Gloria looked about her curiously, though her heart was beating fast. The man was familiar to her, dear to her in many ways, and over much in her life. The place where he lived contained a part of him which she did not know. Her breath came quickly in the anticipation of an emotion greater even than what she had felt already, but her eyes wandered in curiosity from one object to another. Suddenly she heard the loud cracking of breaking wood. There was a blaze of paper from the fireplace, illuminating all the room, and some light pieces he was throwing on kindled quickly. He was breaking them—she looked—it was one of the rush-bottomed chairs.
"What are you doing?" she cried, leaning suddenly far forward.
"Making a good fire," he answered. "There happened to be only one bit of wood in my box, so I am taking these things."

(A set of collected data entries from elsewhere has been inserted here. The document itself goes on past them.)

Issue #108, opened 2022-05-04
[BUG] Reconstruction fails in the middle of processing due to insufficient RAM


mattersoflight:
At AQLM, we had a computer with 64GB RAM. This computer could not handle retardance & phase reconstruction  of 2kx2kx50 stack. It is optimal to allocate memory for all variables required for reconstruction before reconstruction starts. This issue may need to be moved to waveOrder if allocation is done by methods there.

talonchandler:
Reading between the lines of #107 and #108, I'm guessing that you requested a big acquisition+reconstruction then received OOM during the reconstruction you lost everything---definitely a major issue.

I think the full solution will involve:
1) Solving #107 so that data is always saved to disk after acquisition. After this is fixed is solved we can request expensive recons without worrying about this type of catastrophe.
2) Like you suggest: preallocating the arrays so that waveorder fails early and gracefully if you ask too much. I expect this will involve moving the preallocation calls to the `waveorder.waveorder_microscopy` constructor within `try`/`except` blocks.

talonchandler:
3. Recreating and testing this bug might be a bit tricky, but [this discussion](https://stackoverflow.com/questions/41105733/limit-ram-usage-to-python-program) has some useful snippets for artificially limiting the amount of RAM available to python.

talonchandler:
I'm flagging this issue for discussion because I think it will take more effort and give less reward than I initially thought. 
We may've already reached a satisfactory solution by saving to disk before reconstruction starts (issue #107 solved by PR #146). 

Here are two solutions we've discussed:

**Solution 1: Preallocate all of the arrays so that a large reconstruction fails early.**

This solution will work, and I have only minor concerns about the effort required to preallocate the correct arrays in `waveorder` since there are many paths through the `waveorder_microscopy` class. 

However, my **major concern is that preallocating the arrays will make our memory performance worse**. By tying up all of our memory early in a reconstruction we will have less free memory to work with. We can partially sidestep this problem by manually freeing up memory when we're finished with it, but this is additional work and only a bandage since we'll be using a *lot* of memory at the start of the recon. 

**Solution 2: Find empirical heuristics for when memory usage will be too large, and warn the user if they make a request that's larger than the RAM available.**

[...]

PR #157, opened 2022-08-27
Print RAM warning message in online and offline modes

talonchandler:
This PR prints the following message to users who request a reconstruction (via online or offline modes) when <32 GB of RAM is available:

"WARNING: recOrder reconstructions often require more than the 16 GB of RAM that this computer is equipped with. We recommend starting with reconstructions of small volumes ~1000 x 1000 x 10 and working up to larger volumes while monitoring your RAM usage with Task Manager or htop."

When >32 GB is available (e.g. 64 GB), it prints:

"64 GB of RAM is available."

I'm happy to take wording edits or completely overhaul this PR given our discussion in #108. 

Note: `psutil` is a dependency of one of our dependencies, so it is already installed in `recOrder` environments.

### DIFF
--- a/recOrder/io/utils.py
+++ b/recOrder/io/utils.py
@@ -1,5 +1,7 @@
 import glob
 import os
+import psutil
+import textwrap
 import tifffile as tiff
 import numpy as np
 from waveorder.waveorder_reconstructor import fluorescence_microscopy, waveorder_microscopy
@@ -165,3 +167,16 @@ def get_unimodal_threshold(input_image):
             max_dist = per_dist
     assert best_threshold > -np.inf, 'Error in unimodal thresholding'
     return best_threshold
+
+def ram_message():
+    BYTES_PER_GB = 2**30
+    gb_available = psutil.virtual_memory().total / BYTES_PER_GB
+    if gb_available < 32:
+        return ' \n'.join(textwrap.wrap(
+               f'\033[91mWARNING:\033[0m recOrder reconstructions often require more than the {gb_available:.1f} ' \
+               f'GB of RAM that this computer is equipped with. We recommend starting with reconstructions of small ' \
+               f'volumes ~1000 x 1000 x 10 and working up to larger volumes while monitoring your RAM usage with '
+               f'Task Manager or htop.',
+        ))
+    else:
+        return f'{gb_available:.1f} GB of RAM is available.'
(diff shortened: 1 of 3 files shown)


talonchandler:
This is ready to merge from my perspective. 

@mattersoflight does this adequately address #108? I don't think there's much need to use a more complete/complex solution since we're saving to disk before reconstruction.

recOrder/io/utils.py
```diff
@@ -165,3 +167,16 @@ def get_unimodal_threshold(input_image):
             max_dist = per_dist
     assert best_threshold > -np.inf, 'Error in unimodal thresholding'
     return best_threshold
+
+def ram_message():
+    BYTES_PER_GB = 2**30
+    gb_available = psutil.virtual_memory().total / BYTES_PER_GB
+    if gb_available < 32:
+        return ' \n'.join(textwrap.wrap(
+               f'\033[91mWARNING:\033[0m recOrder reconstructions often require more than the {gb_available:.1f} ' \
```
ziw-liu, line 176: I'm not sure if we ever use `logging` in the CLI. If we do maybe it would make sense to not manually format the message?

ziw-liu: Also ANSI code support on Windows seems to be version-specific.

talonchandler: Good call on `print` vs. `logging`. I just changed the online mode `print`s to `logging.info`. 

Re: ANSI code support: I tested that it works in powershell, but you might be right with cmd.exe. I think the worst that will happen is that you'll see "\033[91mWARNING:\033[0m", which isn't the end of the world, so I'm not too concerned.

ziw-liu (approved):

recOrder/io/utils.py
ziw-liu: We will see something like `[Warning] WARNING ...` in online mode, but that's only cosmetic.

ziw-liu: I did not think it through, we are now actually seeing:
```
10:21:26 INFO WARNING: recOrder reconstructions often require more than the
16.0 GB of RAM that this computer is equipped with. We recommend
starting with reconstructions of small volumes ~1000 x 1000 x 10 and
working up to larger volumes while monitoring your RAM usage with Task
Manager or htop.
```
And this message will only be displayed in console/log, without flashing a warning in the GUI.
Maybe we should have it do `show_warning(ram_message())` instead.

ziw-liu: Addressed in #174

PR #133, opened 2022-07-29
Improve help messages for `recOrder`'s CLI

talonchandler:
This PR makes the CLI help statements much more accessible. The relevant help message will print if you:
- type `recOrder` or `recorder` without any arguments (to catch new users with typos)
- append `-h` or `--help` or any unrecognized argument
- type `recOrder.convert` or `recOrder.reconstruct`
- use any combination of the above three (e.g. `recorder.reconstruct -h` will work)

This PR also simplifies the entry points by putting them in a single file, renaming the functions, and removing the ArgParse class structures.

PR #158, opened 2022-08-27
CLI regression fix and end-to-end CLI test

talonchandler:
I accidentally introduced a regression that broke the CLI in #133 (I failed to move `import os` into the new file). 

This PR fixes the regression and adds a test that runs the CLI in a background process and checks if it finishes successfully. This type of end-to-end test will give us more confidence that the CLI can run at all. Even though we were unit testing the functions underlying the CLI calls, the CLI was unusable and this bug made it past the tests.

### DIFF
--- a/recOrder/scripts/cli.py
+++ b/recOrder/scripts/cli.py
@@ -1,5 +1,6 @@
 import click
 import sys
+import os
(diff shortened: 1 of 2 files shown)


talonchandler:
The fix is working and the tests are passing on all platforms. Ready for review + merge.

PR #159, opened 2022-08-27
Don't delete test data?

talonchandler:
@ieivanov I owe an apology for deleting these lines a few months ago without much announcement, then you were likely confused and had to reintroduce them. 

I'm suggesting deleting them again because I would like to run new/modified tests locally without waiting for the test data to download. 

I'm suggesting that we keep the test data, but you may have a better solution. Is there a reason to delete them? I don't think GitHub actions complains? Is there a different workflow that you use to quickly iterate and rerun the tests without waiting for a complete download?

### DIFF
--- a/recOrder/tests/conftest.py
+++ b/recOrder/tests/conftest.py
@@ -26,13 +26,6 @@ def setup_test_data():
 
     yield test_data
 
-    try:
-        # remove temp folder
-        shutil.rmtree(temp_folder)
-    except OSError as e:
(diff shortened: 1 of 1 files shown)


ieivanov (approved):
No worries, that's fine with me. Should we do the same for `waveorder` as well?

talonchandler:
Good call. I just made a matched PR in waveorder: https://github.com/mehta-lab/waveorder/pull/83

Issue #120, opened 2022-06-15
[FEATURE] Refactor recOrder calibration


ieivanov:
Refactor `recOrder ` calibration module such that
* it is independent of LC voltage control device - TriggerScope or NIDaq
* it is independent of image acquisition software - MicroManager, pycromanager, or coPylot
* it can be imported and used by external libraries

cc: @AhmetCanSolak

AhmetCanSolak:
hello @ieivanov ,

Thank you for starting this discussion here. I quickly went over the the `recOrder.calib` module and I believe it can become independent from acquisition software or voltage control devices. I felt like in the existing code many places can become more independent. An example: https://github.com/mehta-lab/recOrder/blob/b5328d2ed4b8c2deb596988a11954e76c163adae/recOrder/calib/Optimization.py#L13-L25

This small method of the BrentOptimizer can take `current_lca` and `current_lcb` values as arguments then this method wouldn't need to  know about `self.calib.mmc`. We can apply similar thinking on other parts too and achieve what you desire.

Regarding your third point:
```
it can be imported and used by external libraries
```
I like to propose hosting new calibration module in coPylot at root of the package(something like `copylot.calib`) instead of having new calibration code as a dependency and importing it(in a way better to have less packages to maintain IMO). We can still make the calibration code lighter so  it can be important on other places from copylot when needed easily yet code can live in copylot repository so we  know where to find and  follow changes on it easily. Looking forward to hearing what do you think about this @ieivanov ?

ieivanov:
> This small method of the BrentOptimizer can take current_lca and current_lcb values as arguments then this method wouldn't need to know about self.calib.mmc. We can apply similar thinking on other parts too and achieve what you desire.

Totally agree. In this example also, the `0.01` and `1.6` limits are hardcoded, it would be helpful if these are defined as constants (`LC_RETARDANCE_MIN` and `LC_RETARDANCE_MAX` at the top of the class.

More generally, I think the `recOrder.calib` module should be responsible for choosing the next LC state in the optimization procedure given the current LC state and measured image intensity. Actually changing the LC state and acquiring images at those new settings should happen outside of `recOrder.calib`. Does that make sense? Do you agree @AhmetCanSolak @mattersoflight and @talonchandler? This will allow us to make LC optimization, data acquisition, and hardware control independent. We'll have to see how feasible that is.

> I like to propose hosting new calibration module in coPylot at root of the package(something like copylot.calib)

[...]

PR #160, opened 2022-08-29
Update shutter behavior and LF acquisition channel order

### LINKED ISSUE #111: [FEATURE] acquire data in channel-first order and keep the shutter open during interactive acquisition
**Problem**
Currently recOrder acquires data in the z-first order and toggles the shutter between each frame (if auto-shutter is chosen). The z-first order increases the chances of misalignment between polarization channels when there is drift in stage or when the live sample is being imaged. Opening/closing the shutter can slow down the acquisition of dynamics. 

**Proposed solution**
It is better to set the MDA in channel-first mode and keep the shutter open when label-free channels are acquired. 

**Additional context**
Noted during AQLM 2022

### LINKED ISSUE #142: Calibration fails when a shutter isn't available
Yuming from the Elicieri group had trouble calibrating his LCs because of a poor black level estimate. We traced this problem to a his lack of a shutter. We found a manual workaround: turn off the light source during black level estimation, then turn it back on for the rest of the calibration. 

I think a more complete solution will include:
- a warning to the user if a shutter isn't available
- a GUI element that lets the user input a black level by hand. This should be a pretty stable value, so I expect this to be a good solution.

### LINKED ISSUE #346: Calibration fails when a shutter isn't available
Yuming from the Elicieri group had trouble calibrating his LCs because of a poor black level estimate. We traced this problem to a his lack of a shutter. We found a manual workaround: turn off the light source during black level estimation, then turn it back on for the rest of the calibration. 

I think a more complete solution will include:
- a warning to the user if a shutter isn't available
- a GUI element that lets the user input a black level by hand. This should be a pretty stable value, so I expect this to be a good solution.

### LINKED ISSUE #361: [FEATURE] acquire data in channel-first order and keep the shutter open during interactive acquisition
**Problem**
Currently recOrder acquires data in the z-first order and toggles the shutter between each frame (if auto-shutter is chosen). The z-first order increases the chances of misalignment between polarization channels when there is drift in stage or when the live sample is being imaged. Opening/closing the shutter can slow down the acquisition of dynamics. 

**Proposed solution**
It is better to set the MDA in channel-first mode and keep the shutter open when label-free channels are acquired. 

**Additional context**
Noted during AQLM 2022

ieivanov:
This PR fixes mehta-lab/waveorder#361. It also starts to address ~#110~ and mehta-lab/waveorder#346 

To fully fix mehta-lab/waveorder#346 we also need to:
* ask the user to manually close and open the shutter if an auto shutter is not available
* provide the option to manually enter a black level  - either in the GUI or the CLI
@talonchandler could you please help me with those? 

~Towards addressing mehta-lab/waveorder#362 I've added a check to ensure that all LF channel exposures are the same. If they are not, all exposures are set to the exposure for State0. That's not a complete solution, but will prevent acquiring corrupted data.~


recOrder/calib/Calibration.py
```diff
@@ -639,13 +644,41 @@ def opt_I135(self, lca_bound, lcb_bound):
...
         logging.debug("--------done--------")
 
-    def calc_blacklevel(self):
+    def close_shutter(self):
+        self._auto_shutter_state = self.mmc.getAutoShutter()
+        self._shutter_state = self.mmc.getShutterOpen()
+
+        if not self.shutter_device:
+            # ask user to close shutter
+            pass
```
ieivanov, line 653: @talonchandler would appreciate your help here

recOrder/calib/Calibration.py
```diff
@@ -639,13 +644,41 @@ def opt_I135(self, lca_bound, lcb_bound):
...
+        else:
+            self.mmc.setAutoShutter(False)
+            self.mmc.setShutterOpen(False)
+
+    def open_shutter(self):
+        if not self.shutter_device:
+            # ask user to open shutter
+            pass
```
ieivanov, line 661: and here

recOrder/calib/Calibration.py
```diff
@@ -639,13 +644,41 @@ def opt_I135(self, lca_bound, lcb_bound):
...
+
+        Returns
+        -------
 
-        self.mmc.setAutoShutter(False)
-        self.mmc.setShutterOpen(False)
+        """
+        if not self.shutter_device:
+            # ask user to open shutter
+            pass
```
ieivanov, line 675: and here too :)

recOrder/plugin/widget/main_widget.py
```diff
@@ -1799,21 +1799,25 @@ def handle_fluor_reconstructor_update(self, value):
...
+        #         current_json['Microscope Parameters'][key] = meta[key]
+        #     else:
+        #         current_json['Microscope Parameters'][key] = None
+        #
+        # with open(self.last_calib_meta_file, 'w') as file:
+        #     json.dump(current_json, file, indent=1)
 
-        with open(self.last_calib_meta_file, 'w') as file:
-            json.dump(current_json, file, indent=1)
+        pass
```
ieivanov, line 1820: I've realized that the acquisition works try to do a weird update of the calibration metadata. I think the intent is to update the microscope parameters (such as NA or magnification) in the metadata file. However, we currently (at least in most of my use cases) don't enter such microscope parameters during LC calibration, and they are also not written at that time - `write_metadata` is typically called without the optional `microscope_params` argument. So this function will have no effect, and in fact it throws an error since we changed the `Microscope Parameters` key to `Microscope parameters`. 

The only time we currently write these microscope parameters is during background capture: https://github.com/mehta-lab/recOrder/blob/1318f2d50d9cb9057822bdb2e6016ec79ac05f3a/recOrder/plugin/workers/calibration_workers.py#L321

I think it's good to save some of these parameters (such as magnification, n_objective_media, objective_NA, condenser_NA, swing, pixel_size) in the calibration metadata. Parameters such as pad_z or bg_correction_option belong to the dataset metadata, not the calibration metadata.

I welcome help and input on this issue

recOrder/plugin/workers/acquisition_workers.py
```diff
@@ -878,6 +878,22 @@ def work(self):
...
             self._check_abort()
 
+            # Check that all LF channels have the same exposure settings
+            channel_exposures = []
+            for i in range(len(settings['channels'])):
+                channel_exposures.append(settings['channels'][i]['exposure'])
+
+            channel_exposures = np.array(channel_exposures)
+            if not np.all(channel_exposures == channel_exposures[0]):
+                # TODO: warn user that not all channels exposures were the same
```
ieivanov, line 888: @talonchandler could you help me with a warning message here? I think a warning on the CLI only is enough, right?

talonchandler:
This is excellent, Ivan, thanks so much. I'll definitely be able to take this over the finish line. 

I really like your "warning + default to State0" solution for #110---good call. 

In the interests of onboarding Ziwen, I'm thinking of testing and completing the fixes for #110, #111, and #142 on three different branches off of this branch, merge them into this single PR, then merge this into `main`. Sound okay? Thanks for giving us a major headstart!

recOrder/plugin/widget/main_widget.py
talonchandler: Great, thanks for the context here. I'll think more about what parameters should be saved alongside the calibration metadata. I'll probably break it off into a separate issue/PR since there's a bit of work to do here.

recOrder/plugin/workers/acquisition_workers.py
talonchandler: I think a warning at the command line is enough. I also need to make sure that the metadata is written correctly, but that should be easy.

talonchandler:
I've moved the exposure check to a different PR #162 since the implementation needs work, and this PR will benefit from narrowed scope.

talonchandler:
This PR is on the larger side. It includes:

**Features**
- keeping the shutter open during multi-channel and multi-slice acquisitions
- options for users to calibrate when a shutter isn't available
  - if a shutter isn't available, a warning appears prompting an input on the command line
  - the user can enter a number that will be used as a black level, or close the shutter manually and let recOrder estimate the black level
- slice-first acquisition instead of channel-first acquisition

**Non-features**
- To allow for testing of import statements, I have made `napari[all]` a requirement (and updated the docs accordingly).
- Dropped support for `python 3.7` because `napari` has also dropped support. 

@ziw-liu much of this depends on hardware, but I'd still appreciate a quick second set of eyes on the code before merging. Thanks!

.github/workflows/test_and_deploy.yml
```diff
@@ -21,7 +21,7 @@ jobs:
     strategy:
       matrix:
         platform: [ubuntu-latest, windows-latest, macos-latest]
-        python-version: [3.7, 3.8, 3.9]
+        python-version: [3.8, 3.9]
```
ziw-liu, line 24: The `python-version` specified here is not consistent with `pytests.yml`, namely lacking Python 3.10. Are we supporting for 3.10?

recOrder/calib/Calibration.py
```diff
@@ -145,6 +146,11 @@ def __init__(self, mmc, mm, group='Channel', lc_control_mode='MM-Retardance', in
         self.directory = None
         self.inst_mat = None
 
+        # Shutter
+        self.shutter_device = self.mmc.getShutterDevice()
```
ziw-liu, line 150: What is the expected return value if no shutter is available to the MMCore?

ziw-liu: From `QLIPP_Calibration.open_shutter` it seems like an empty string is expected. Need testing with hardware.

recOrder/calib/Calibration.py
```diff
@@ -639,13 +645,41 @@ def opt_I135(self, lca_bound, lcb_bound):
...
+            self.mmc.setAutoShutter(self._auto_shutter_state)
+            self.mmc.setShutterOpen(self._shutter_state)
+
+    def close_shutter_and_calc_blacklevel(self):
+        self._auto_shutter_state = self.mmc.getAutoShutter()
+        self._shutter_state = self.mmc.getShutterOpen()
+
+        if self.shutter_device == '':  # no shutter
+            show_warning('No shutter found. Please follow the command-line instructions...')
+            in_string = input('recOrder could not find an automatic shutter configured through MicroManager.\n'
```
ziw-liu, line 674: How about:

```python
shutter_warning_msg = """
recOrder could not find an automatic shutter configured through Micro-Manager.
>>> If you would like manually enter the black level, enter an integer or float and press <Enter>
>>> If you would like to estimate the black level, please close the shutter and press <Enter> 
"""

in_string = input(shutter_warning_msg)
```

recOrder/calib/Calibration.py
```diff
@@ -655,15 +689,8 @@ def calc_blacklevel(self):
...
-
-        self.mmc.setAutoShutter(auto_shutter)
-
-        if not auto_shutter:
-            self.mmc.setShutterOpen(shutter)
-
         self.I_Black = blacklevel
-
-        return blacklevel
+        return
```
ziw-liu, line 693: No need for explicit `return` here.

recOrder/plugin/workers/acquisition_workers.py
```diff
@@ -872,9 +873,16 @@ def work(self):
...
                                              save_dir=self.snap_dir,
-                                             prefix=self.prefix)
+                                             prefix=self.prefix,
+                                             keep_shutter_open_channels=True,
+                                             keep_shutter_open_slices=True)
 
             self._check_abort()
+
+            # set acquisition order to channel-first
+            settings['slicesFirst'] = False
```
ziw-liu, line 883: Sorry that my [#162](https://github.com/mehta-lab/recOrder/pull/162) code caused this conflict, but you will need `self.settings` here.

recOrder/calib/Calibration.py
```diff
@@ -639,13 +645,41 @@ def opt_I135(self, lca_bound, lcb_bound):
...
-        auto_shutter = self.mmc.getAutoShutter()
-        shutter = self.mmc.getShutterOpen()
+        Returns
+        -------
 
-        self.mmc.setAutoShutter(False)
-        self.mmc.setShutterOpen(False)
+        """
+        if self.shutter_device == '': # no shutter
+            input('Please reset the shutter to its original state and press <Enter>')
```
ziw-liu, line 663: Do we want to direct the user back to the GUI here? (e.g. `logging.info("This is the end of the commandline instructions.")`)

tox.ini
```diff
@@ -1,12 +1,11 @@
 # Modified from from cookiecutter-napari-plugin
 # For more information about tox, see https://tox.readthedocs.io/en/latest/
 [tox]
-envlist = py{37, 38,39}-{linux,macos,windows}
+envlist = py{38,39}-{linux,macos,windows}
```
ziw-liu, line 4: Also no Python 3.10 here.

.github/workflows/test_and_deploy.yml
talonchandler: Good catch! Fixed.

tox.ini
talonchandler: Fixed!

recOrder/calib/Calibration.py
talonchandler: Much nicer! Thanks.

recOrder/calib/Calibration.py
talonchandler: Nice!

recOrder/calib/Calibration.py
talonchandler: Great idea!

recOrder/plugin/workers/acquisition_workers.py
talonchandler: Not your fault! Great catch.

ziw-liu (approved):

ieivanov:
Quick note: I see that you've removed `run_calibration`, `run_5state_calibration`, and `run_4state_calibration` from `calib.Calibration`. These function used to let users run LC calibration outside of the `recOrder` widget (e.g. in a script). I think that's OK, as this is not a commonly used mode of `recOrder` right now, and we don't test and debug it.

talonchandler:
Thanks for the context @ieivanov. 

I'm totally in favor of script-based calibration if it's useful. For the sake of maintenance/updates, it will be great to have a single function that the GUI/scripts/others can call. I think we can revisit these design choices when we address #120.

He broke the legs and the rails of the chair in his hands, as a child would break twigs, and heaped them up upon the blaze.
"There are five more," he observed. "They will make a good fire."
He arranged the burning mass to suit him, looked at it, and then turned.
"You ought to be a little nearer," he said, and he lifted the chair with her in it and set her before the fireplace.
It had all looked and felt desperately desolate half a minute earlier. It was changed now. He went to a corner and filled a small glass with wine from a straw-covered flask and brought it to her. She thanked him with her eyes and drank half of it eagerly. He knelt down before the fire again, for as the paper burned away underneath, the light sticks fell inward and might go out. When he had arranged it all again, he looked round and met her eyes, still kneeling.
"Is that better?" he asked quietly.
"You are so good," said Gloria, letting her eyelids droop as she looked from him to the pleasant flame.